Despite criticisms, qualitative research is considered a powerful tool for eliciting the meaning of situations and for making sense of the complexity of life as it is lived and communicating that complexity. In the 1990s the art-based qualitative movement used techniques from the theater, the presentation and dissemination of qualitative findings, and the elicitation of qualitative data that reveals the implicit. Qualitative results also may be represented in the form of poetics and even as art installations in efforts to facilitate understanding of the worldview of the other.
In qualitative research ethics also comes into play. Issues of consent are paramount, dealing with subjects not only agreeing to participate in a qualitative study but to remain in that study over time. Such consent is considered ongoing, and the onus is on the researcher to ensure that participants are fully cognizant of the nature of a project. Because the quality of the data is dependent on the relationship with the participant (the establishment of trust) and because of the intimate nature of the topics qualitative researchers study protection of a participant's privacy by providing anonymity and confidentiality is important. The paradox here is that in the process of concealing identities the altering and/or removal of identifiers changes the data and creates the risk of impairing validity. However, this protection of the rights of the individual is one of the hallmarks of qualitative inquiry. It is this, along with its interest in patterns of human behavior, that distinguishes qualitative inquiry from journalism.
JANICE M. MORSE
BIBLIOGRAPHY
Denzin, Norman K., and Yvonna S. Lincoln, eds. (2000). Handbook of Qualitative Research, 2nd edition. Thousand Oaks, CA: Sage. A manual describing the strategies for conducting most of the qualitative methods.
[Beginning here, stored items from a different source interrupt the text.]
PR #3736, opened 2023-03-17
[labs/context] Add provideHelper for use with isolated components

jpzwarte:
This provides a `provideHelper` method that you can use in cases where your component is isolated from the parent element that provides the context. Some examples here are unit tests, or in Storybook.

```html
<x-foo @context-request=${provideHelper({ foo: 'Foo', bar: false })}></x-foo>
```

### DIFF
--- a/.changeset/lovely-walls-battle.md
+++ b/.changeset/lovely-walls-battle.md
@@ -1,0 +1,5 @@
+---
+'@lit-labs/context': minor
+---
+
+Add provideHelper for isolated components


packages/labs/context/src/lib/helper.ts
```diff
@@ -0,0 +1,25 @@
...
+
+import {ContextRequestEvent} from './context-request-event.js';
+import {Context} from './create-context.js';
+
+/**
+ * A helper method for use in situations where a web component is isolated
+ * from the parent that provides the context.
+ *
+ * This helper provides static values for the specified contexts. It does
+ * not support updates via subscribe.
```
rictic, line 15: This doc is missing some important context I think. What actually is this function? How do you use it?

packages/labs/context/src/lib/helper.ts
```diff
@@ -0,0 +1,25 @@
...
+ */
+export const provideHelper = (params: {[key: string]: unknown}) => {
```
rictic, line 17: Here and elsewhere, the term "helper" is overly generic, like "util" or "meta." This does look like a helpful function, but most good functions are helpful, so naming it a helper doesn't aid the reader in understanding _how_ it's helpful, or in what situations.

Consider a name that communicates more. If I understand this right, I think `staticProvideHandler` is one candidate. `static` because it provides a constant value, and `handler` because it's used as an event handler.

rictic (changes requested):
This is cool, seems very useful for storybook code and other cases where an element that usually has a custom element ancestor is rendered without one.

Please add a few tests

packages/labs/context/src/lib/helper.ts
justinfagnani: I would consider:
- `providerListener()` because they're event listeners, and this is a factory for making listeners that are providers.
- `contextProvider()` though it's a little generic compared to other ways of providing, it reads ok at the use site.
- `contextListener()` which might seem generic on the provide vs consume side, but only providers actually listen for events, while consumers fire them.

rictic: Ah yeah, +1 to listener instead of handler.

Of those, `contextProvider` is my fave, followed by `providerListener`. I think `provide` is so key to what's happening that it needs to be in the name.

Denzin, Norman K., and Yvonna S. Lincoln, eds. (2002). The Qualitative Inquiry Reader. Thousand Oaks, CA: Sage. Reprints of seminal articles in qualitative inquiry.
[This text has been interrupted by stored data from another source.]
PR #3743, opened 2023-03-21
[infra] Reorder release workflow actions for npm caching

augustjk:
Release workflow was broken by https://github.com/lit/lit/pull/3724 as it added the `cache` option to the setup-node action but the `package-lock.json` file wasn't available because the repo hadn't been checked out yet.

This fixes the ordering and accounts for the checkout happening in a nested `lit/` directory.


usergenic (approved):
LGTM!

PR #3749, opened 2023-03-23
Enter prerelease mode for 3.0

justinfagnani:
This will start off the 3.0 branch (already created, but with no commits) and enable us to do prereleases of packages.


.changeset/late-humans-swim.md
augustjk, line 1: Not a big deal at all but do we actually need this file? I know we do a lot of empty changesets to satisfy the workflow but it should only fail when files within the sub packages have been modified. A lot of empty changesets files is noisy when I want to look through to see what's queued for next release.

augustjk (approved):

.changeset/late-humans-swim.md
justinfagnani: oh, I don't know :) just added it in case

PR #3750, opened 2023-03-23
[lit-html] Use toggleAttribute() to simplify boolean attribute parts

justinfagnani:
A small code reduction that we can do when dropping IE11 support.


justinfagnani:
We're going to need `toggleAttribute()` added to the polyfills for this to pass all tests: https://github.com/webcomponents/polyfills/pull/541

rictic (approved):

PR #3751, opened 2023-03-23
[lit-html] Simplify lit-html attribute handling

justinfagnani:
This removes a little workaround we had for IE not iterating attributes in source order. It's not a big change, and I didn't remove the code where we grab attribute names during template string scanning, since that's needed to get the case-preserving name for properties and case-sensitive attributes (for SVG).


kevinpschaaf (approved):
Had to stare at at for a bit, but LGTM!

rictic (approved):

Morse, Janice M., ed. (1994). Critical Issues in Qualitative Research Methods. Thousand Oaks, CA: Sage. Addresses important issues in qualitative research, with authors' discussion of each chapter.
Morse, J. M. and Richards, L. (2002). Readme First for a User's Guide to Qualitative Methods. Thousand Oaks, CA: Sage. A basic text and guide to the qualitative methods literature.
Strauss, Anselm, and Juliet M. Corbin. (1998). Basics of Qualitative Research: Techniques and Procedures for Developing Grounded Theory, 2nd edition. Thousand Oaks, CA: Sage. A text describing the method of grounded theory.
INTERNET RESOURCES
International Journals of Qualitative Methods. Available at http://www.ualberta.ca/~ijqm/. An open access journal that specializes in qualitative methods.
The Qualitative Report. Available at www.nova.edu/ssss/QR/practice.html. An online journal that also provides links to web pages, papers and other texts, other journals, and course syllabuses.